18. The display device according to claim 17, wherein:
the pixel circuit is driven in an order of an initialization period, a sensing period, a data writing period, an anode reset period, and an emission period,
a voltage of the first emission signal is a gate-on voltage during the sensing period and the emission period, and is a gate-off voltage during the initialization period, the data writing period, and the anode reset period,
a voltage of the second emission signal is the gate-on voltage during the initialization period, the anode reset period, and the emission period, and is the gate-off voltage during the sensing period and the data writing period,
a voltage of the first scan signal is the gate-on voltage during the data writing period, and is the gate-off voltage during the initialization period, the sensing period, the anode reset period, and the emission period,
a voltage of the second scan signal is the gate-on voltage during the initialization period and the sensing period, and is the gate-off voltage during the data writing period, the anode reset period, and the emission period,
a voltage of the third scan signal is the gate-on voltage during the initialization period, the sensing period, the data writing period, and the anode reset period, and is the gate-off voltage during the emission period, and
each of the first, second, third, fourth, and fifth switch transistors is configured to be turned on in response to the gate-on voltage and turned off in response to the gate-off voltage.
19. The display device according to claim 18, wherein the compensation circuit further includes:
a first capacitor connected between the second node and the third node; and
a second capacitor connected between the third constant voltage node and the third node.

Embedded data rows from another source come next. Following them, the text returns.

PR #6301, opened 2025-07-03
ENG-781 Implement require DSR erasure finalization

eastandwestwind:
Closes https://ethyca.atlassian.net/browse/ENG-781 and https://ethyca.atlassian.net/browse/ENG-794

### Description Of Changes

This change introduces a new, optional step in the privacy request lifecycle: manual finalization. When enabled, erasure requests will be paused in a `requires_manual_finalization` state after all automated processing is complete. This gives customers a chance to perform any manual steps or verification before the request is marked as `complete`.

A new API endpoint and UI controls have been added to allow authorized users to trigger the finalization.

This feature is disabled by default and can be enabled by setting `erasure_request_finalization_required` to `True` in the configuration.

### Code Changes

*   **Backend:**
    *   Added `requires_manual_finalization` to `PrivacyRequestStatus` enum.
    *   Added `finalized_at` and `finalized_by` fields to the `PrivacyRequest` model.
    *   Added a new API endpoint `POST /privacy-request/{privacy_request_id}/finalize` to finalize requests.
    *   Updated the request runner service to transition erasure requests to the `requires_manual_finalization` state when the feature is enabled.
    *   Added `erasure_request_finalization_required` setting to `fides.toml`.
    *   Added tests for the new finalization flow.
*   **Frontend:**
    *   Added a "Requires Finalization" status to the privacy request UI.
    *   Added a "Finalize" button to the privacy request details page for requests in the `requires_manual_finalization` state.
    *   `clients/admin-ui/src/features/privacy-requests/hooks/useFinalizePrivacyRequest.ts`: New hook to handle request finalization.
    *   Updated various components to support the new status and action.

### Steps to Confirm

1. I've tested this pinning the latest fides commit to fidesplus. 
2. In Fidesplus local, enable the feature by adding `FIDES__EXECUTION__ERASURE_REQUEST_FINALIZATION_REQUIRED=true` to your env.
3.  Create an erasure privacy request.
4.  Process the request. Observe that it enters the "Requires Finalization" state instead of "Complete".
5.  Navigate to the request's detail page, and click "finalize" underneath "Actions" dropdown. Alternatively, on the table view, click the checkmark directly on the column actions.
6.  Confirm that the request status changes to "Complete".
7.  Confirm a new activity log line item is added for the "finalize" step
8. Set `FIDES__EXECUTION__ERASURE_REQUEST_FINALIZATION_REQUIRED=false` to confirm no regressions in normal erasure DSR

Finalize action on details page:
Screenshot 2025-07-10 at 3 13 23 PM

When messaging is configured:
Screenshot 2025-07-10 at 3 10 32 PM

When messaging is not configured:
Screenshot 2025-07-09 at 7 51 16 PM

Activity log after finalization:
Screenshot 2025-07-14 at 6 14 04 PM

### Pre-Merge Checklist

* [x] Issue requirements met
* [x] `CHANGELOG.md` updated
* Followup issues:
  * [ ] Followup issues created
  * [x] No followup issues
* Database migrations:
  * [ ] No migrations
* Documentation:


clients/admin-ui/src/features/privacy-requests/FinalizePrivacyRequest.tsx
```diff
@@ -0,0 +1,29 @@
...
+
+  const handleFinalizeClick = () => {
+    handleFinalize(id);
+  };
+
+  return (
+    <Flex vertical>
+      <Text>
+        Finalize the DSR once you&#39;ve reviewed and have completed any manual
+        erasures outside of Fides
```
erosselli: nit: the "you've reviewed and have completed" phrasing threw me off a bit, maybe just "you have reviewed and completed" ?

src/fides/api/alembic/migrations/versions/a7065df4dcf1_add_finalized_fields_to_privacy_request.py
```diff
@@ -0,0 +1,65 @@
...
+        "privacyrequest_fidesuser_id_fkey",
+        "privacyrequest",
+        "fidesuser",
+        ["finalized_by"],
+        ["id"],
+        ondelete="SET NULL",
+    )
+    op.execute(
+        "alter type privacyrequeststatus add value 'requires_manual_finalization'"
+    )
```
erosselli, line 38: so in other migrations we don't do `alter type` , we rename the existing enum, create a new one with the new value, change column type to new enum, and then drop the old one (just noticed you do this in the downgrade code too) ..... idk if this is actually needed or not, we've had a couple different slack conversations about this but wanted to call it out . though if it works , I don't see why we wouldn't do it this way, much easier

src/fides/api/alembic/migrations/versions/a7065df4dcf1_add_finalized_fields_to_privacy_request.py
```diff
@@ -0,0 +1,65 @@
...
+    # ### end Alembic commands ###
+
+
+def downgrade():
+    # ### commands auto generated by Alembic - please adjust! ###
+    op.drop_constraint(
+        "privacyrequest_fidesuser_id_fkey", "privacyrequest", type_="foreignkey"
+    )
+    op.drop_column("privacyrequest", "finalized_by")
```
erosselli, line 47: do you need to specifically drop the constraint , or is dropping the column enough?

src/fides/api/api/v1/endpoints/privacy_request_endpoints.py
```diff
@@ -1862,6 +1863,47 @@ def resume_privacy_request_from_requires_input(
...
+    Finalizes a privacy request, moving it from the 'requires_finalization' state to 'complete'.
+    This is done by re-queueing the request, which will then hit the finalization logic in the
+    request runner service.
+    """
+    privacy_request = get_privacy_request_or_error(db, privacy_request_id)
+
+    if privacy_request.status != PrivacyRequestStatus.requires_manual_finalization:
+        raise HTTPException(
+            status_code=HTTP_400_BAD_REQUEST,
+            detail=f"Privacy request with id '{privacy_request_id}' is not in the requires_manual_finalization state.",
```
erosselli:
```suggestion
            detail=f"Cannot manually finalize privacy request '{privacy_request_id}': status is {privacy_request.status}, not requires_manual_finalization."
```

I think it can be helpful to return current status as part of the error message  -- also I made up privacy_request.status, can't remember if that's the correct name for the field

src/fides/api/api/v1/endpoints/privacy_request_endpoints.py
```diff
@@ -1862,6 +1863,47 @@ def resume_privacy_request_from_requires_input(
...
+    db: Session = Depends(deps.get_db),
+    client: ClientDetail = Security(
+        verify_oauth_client,
+        scopes=[PRIVACY_REQUEST_REVIEW],
+    ),
+) -> PrivacyRequestResponse:
+    """
+    Finalizes a privacy request, moving it from the 'requires_finalization' state to 'complete'.
+    This is done by re-queueing the request, which will then hit the finalization logic in the
+    request runner service.
```
erosselli: can you explain what the finalization logic will do?

src/fides/api/api/v1/endpoints/privacy_request_endpoints.py
```diff
@@ -1862,6 +1863,47 @@ def resume_privacy_request_from_requires_input(
...
+
+    if privacy_request.status != PrivacyRequestStatus.requires_manual_finalization:
+        raise HTTPException(
+            status_code=HTTP_400_BAD_REQUEST,
+            detail=f"Privacy request with id '{privacy_request_id}' is not in the requires_manual_finalization state.",
+        )
+
+    # Set finalized_by and finalized_at here, so the request runner service knows not to
+    # put the request back into the requires_finalization state.
+    privacy_request.finalized_at = datetime.utcnow()
```
erosselli: `datetime.utcnow()` is deprecated so I'm hesitant to add new code that uses it, can we look for a non-deprecated alternative?

src/fides/api/service/privacy_request/request_runner_service.py
```diff
@@ -478,111 +478,124 @@ def run_privacy_request(
...
-                # Access CHECKPOINT
+                # Only run the traversal if the request is not being finalized
                 if (
-                    policy.get_rules_for_action(action_type=ActionType.access)
-                    or policy.get_rules_for_action(action_type=ActionType.erasure)
-                ) and can_run_checkpoint(
-                    request_checkpoint=CurrentStep.access, from_checkpoint=resume_step
+                    privacy_request.status
+                    != PrivacyRequestStatus.requires_manual_finalization
                 ):
```
erosselli: instead of nesting all the code under yet another if, can we just invert the logic and check that if the request requires manual finalization we return / do whatever we have to do in that case?  I know the code for this function is already messy but trying to think of ways to stop it from getting worse 🙂

src/fides/api/service/privacy_request/request_runner_service.py
```diff
@@ -652,58 +665,107 @@ def run_privacy_request(
...
-                        policy,
-                        access_result_urls,
-                        identity_data,
-                        privacy_request.property_id,
+            # Manual Finalize CHECKPOINT
+            if can_run_checkpoint(
+                request_checkpoint=CurrentStep.manual_finalization,
+                from_checkpoint=resume_step,
+            ):
+                # Finally, mark the request as complete and send completion notifications.
```
erosselli: this comment feels out of place here since we're not always marking as complete right ?

src/fides/api/service/privacy_request/request_runner_service.py
```diff
@@ -652,58 +665,107 @@ def run_privacy_request(
...
-                        session,
-                        policy,
-                        access_result_urls,
-                        identity_data,
-                        privacy_request.property_id,
+            # Manual Finalize CHECKPOINT
+            if can_run_checkpoint(
+                request_checkpoint=CurrentStep.manual_finalization,
+                from_checkpoint=resume_step,
+            ):
```
erosselli: I find this a bit confusing since manual finalization can be disabled, how does that factor in? Maybe this CurrentStep should be called `finalization` or something else, cause this seems to imply that it will always be manual?

tests/fixtures/application_fixtures.py
```diff
@@ -4034,3 +4034,21 @@ def comment(db, comment_data):
     comment = Comment.create(db, data=comment_data)
     yield comment
     comment.delete(db)
+
+
+@pytest.fixture(scope="function")
+def erasure_request_finalization_required_true(db):
```
erosselli: nit: usually we call this fixtures `enable_whatever_setting` and `disable_whatever_setting` , can we rename just for consistency / so they're easier to find for others? 
```suggestion
def enable_erasure_request_finalization_required(db):
```

tests/fixtures/application_fixtures.py
```diff
@@ -4034,3 +4034,21 @@ def comment(db, comment_data):
...
+    """Enable erasure finalization via config"""
+    original_value = CONFIG.execution.erasure_request_finalization_required
+    CONFIG.execution.erasure_request_finalization_required = True
+    yield
+    CONFIG.execution.erasure_request_finalization_required = original_value
+
+
+@pytest.fixture(scope="function")
+def erasure_request_finalization_required_false(db):
```
erosselli:
```suggestion
def disable_erasure_request_finalization_required(db):
```

tests/ops/api/v1/endpoints/test_privacy_request_endpoints.py
```diff
@@ -8742,3 +8757,74 @@ def test_send_batch_email_integrations_queues_task(
             == "Email batch job started. This may take a few minutes to complete."
         )
         mock_send_email_batch.assert_called_once()
+
+
+class TestFinalizePrivacyRequest:
```
erosselli: ask: can we move this to a separate test file under a folder tests/ops/api/v1/endpoints/privacy_requests/` folder (and add this file `test_privacy_request_endpoints.py` there too) ? our tests files with 5k+ lines are getting a bit out of hand and also make it hard for cursor to be able to make changes correctly and efficiently since it can't reliably get all the file into its context..

tests/ops/api/v1/endpoints/test_privacy_request_endpoints.py
```diff
@@ -8742,3 +8757,74 @@ def test_send_batch_email_integrations_queues_task(
...
+        payload = {
+            JWE_PAYLOAD_ROLES: user.client.roles,
+            JWE_PAYLOAD_CLIENT_ID: user.client.id,
+            JWE_ISSUED_AT: datetime.now().isoformat(),
+        }
+        # User already has Privacy Request Review scope
+        auth_header = {
+            "Authorization": "Bearer "
+            + generate_jwe(json.dumps(payload), CONFIG.security.app_encryption_key)
+        }
```
erosselli: we have a generate_auth_header fixture for this, can we reuse it instead of defining all this manually?

tests/ops/api/v1/endpoints/test_privacy_request_endpoints.py
```diff
@@ -8742,3 +8757,74 @@ def test_send_batch_email_integrations_queues_task(
...
+        response = api_client.post(url, headers=auth_header)
+        assert response.status_code == 200
+
+        privacy_request_requires_manual_finalization.refresh_from_db(db=db)
+        assert (
+            privacy_request_requires_manual_finalization.status
+            == PrivacyRequestStatus.requires_manual_finalization
+        )
```
erosselli: this is a bit confusing as an assertion cause it seems that manual finalization didn;t work correctly. I know that's cause we're mocking out the queue privacy request but maybe we shouldn't mock it? or if we do mock it, I think we need to make this clear on the test docstring and possibly remove this assertion since it's not really testing anything

erosselli: also if we keep the mock can we add a more thorough E2E test where we call the endpoint without mocking anything?

src/fides/api/alembic/migrations/versions/a7065df4dcf1_add_finalized_fields_to_privacy_request.py
eastandwestwind: Interesting- I do see a couple migrations where we've altered the type to add a value, e.g. `d65e7e921814_add_privacy_request_status.py` or `392992c7733a_add_ga_client_id_as_a_provided_identity_type.py`. But in any case, I've tested both upgrade and downgrade, and it seemed to work fine.

This 2018 postgresql commit seems to have relaxed restrictions on altering type in transaction- https://git.postgresql.org/gitweb/?p=postgresql.git;a=commit;h=212fab9926b2f0f04b0187568e7124b70e8deee5

src/fides/api/alembic/migrations/versions/a7065df4dcf1_add_finalized_fields_to_privacy_request.py
eastandwestwind: I don't think it's necessary but we have used this pattern in other migrations... hmm. I'm open either way

src/fides/api/alembic/migrations/versions/a7065df4dcf1_add_finalized_fields_to_privacy_request.py
erosselli: ah thanks for looking this up, it's good to know!

src/fides/api/service/privacy_request/request_runner_service.py
eastandwestwind: good call 💯

src/fides/api/service/privacy_request/request_runner_service.py
eastandwestwind: That's a good point, I'll rename to `finalization` 👍

tests/ops/api/v1/endpoints/test_privacy_request_endpoints.py
eastandwestwind: Ah now I see we have `generate_auth_header_for_user`, which I'll need to define this specific user 👍

clients/admin-ui/src/features/privacy-requests/FinalizePrivacyRequest.tsx
```diff
@@ -0,0 +1,29 @@
+import { AntButton as Button, AntFlex as Flex, AntText as Text } from "fidesui";
+
+import { useFinalizePrivacyRequest } from "./hooks/useFinalizePrivacyRequest";
+
+type FinalizePrivacyRequestProps = {
+  id: string;
+};
+
+const FinalizePrivacyRequest = ({ id }: FinalizePrivacyRequestProps) => {
```
gilluminate: it doesn't look like this new component is being utilized anywhere. Am I missing something?

clients/admin-ui/src/features/common/api.slice.ts
```diff
@@ -63,6 +63,7 @@ export const baseApi = createApi({
     "Privacy Notice Translations",
     "Privacy Request Attachments",
     "Privacy Request Comments",
+    "Privacy Requests",
```
gilluminate: this new tag type doesn't seem to be used anywhere, is it still necessary?

clients/admin-ui/src/features/common/modals/ConfirmationModal.tsx
```diff
@@ -49,7 +49,7 @@ const ConfirmationModal = ({
     isCentered={isCentered}
   >
     <ModalOverlay />
-    <ModalContent textAlign="center" p={6} data-testid={testId}>
+    <ModalContent textAlign="left" p={6} data-testid={testId}>
```
gilluminate, line 52: ❤️

clients/admin-ui/src/features/privacy-requests/RequestTableActions.tsx
```diff
@@ -126,6 +163,20 @@ export const RequestTableActions = ({
...
+        isOpen={finalizeModal.isOpen}
+        onClose={finalizeModal.onClose}
+        onConfirm={handleFinalizeRequest}
+        title="Finalize privacy request"
+        message={
+          <Text>
+            {activeMessagingProvider?.service_type &&
+            sendRequestCompletionNotification
+              ? 'You are about to finalize this privacy request. The status will be updated to "Complete" and the requesting user will be notified. Would you like to continue?'
+              : 'You are about to finalize this privacy request. The status will be updated to "Complete". Would you like to continue?'}
```
gilluminate: This could be simplified a bit
```suggestion
            `You are about to finalize this privacy request. The status will be updated to "Complete"${sendRequestCompletionNotification ? " and the requesting user will be notified" : ""}. Would you like to continue?`
```

tests/ops/api/v1/endpoints/test_privacy_request_endpoints.py
eastandwestwind: Done! I've removed the mock entirely so this is an e2e test

clients/admin-ui/src/features/privacy-requests/FinalizePrivacyRequest.tsx
eastandwestwind: you're right! This was leftover from previous implementation

src/fides/api/service/privacy_request/request_runner_service.py
```diff
@@ -652,58 +662,107 @@ def run_privacy_request(
...
+                        )
+                        privacy_request.status = (
+                            PrivacyRequestStatus.requires_manual_finalization
+                        )
+                        privacy_request.cache_failed_checkpoint_details(
+                            CurrentStep.finalization
+                        )
+
+                    else:
+                        # Finally, mark the request as complete
```
erosselli: nit: can we `return` at the end of the if block above to avoid this else statement? I think that will read easier

erosselli (approved):
Approved with a small comment . Also let's make sure codecov is passing :)

clients/admin-ui/src/features/common/api.slice.ts
eastandwestwind: nope!

src/fides/api/service/privacy_request/request_runner_service.py
eastandwestwind: done!

erosselli (changes requested):
When running through the testing steps, I got a 500 error on the `/finalize` endpoint when trying to finalize a request as a root user, caused by an `IntegrityError`: `sqlalchemy.exc.IntegrityError: (psycopg2.errors.ForeignKeyViolation) insert or update on table "privacyrequest" violates foreign key constraint "privacyrequest_fidesuser_id_fkey"` 

It seems like we need to handle the root user case, I don't know what we do for the other user FKs like reviewed_by but I assume we have some special handling somewhere, e.g leave it empty if it's the root user? 

After making the change we also need to add a test that checks the root user can successfully call the /finalize endpoint.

20. The display device according to claim 18, wherein the compensation circuit further includes:
a sixth switch transistor connected between the second constant voltage node and a sixth node and configured to be turned on in response to the gate-on voltage of a fourth scan signal from the gate driving circuit;
a first capacitor connected between the second node and the third node; and
a second capacitor connected between the third node and the sixth node.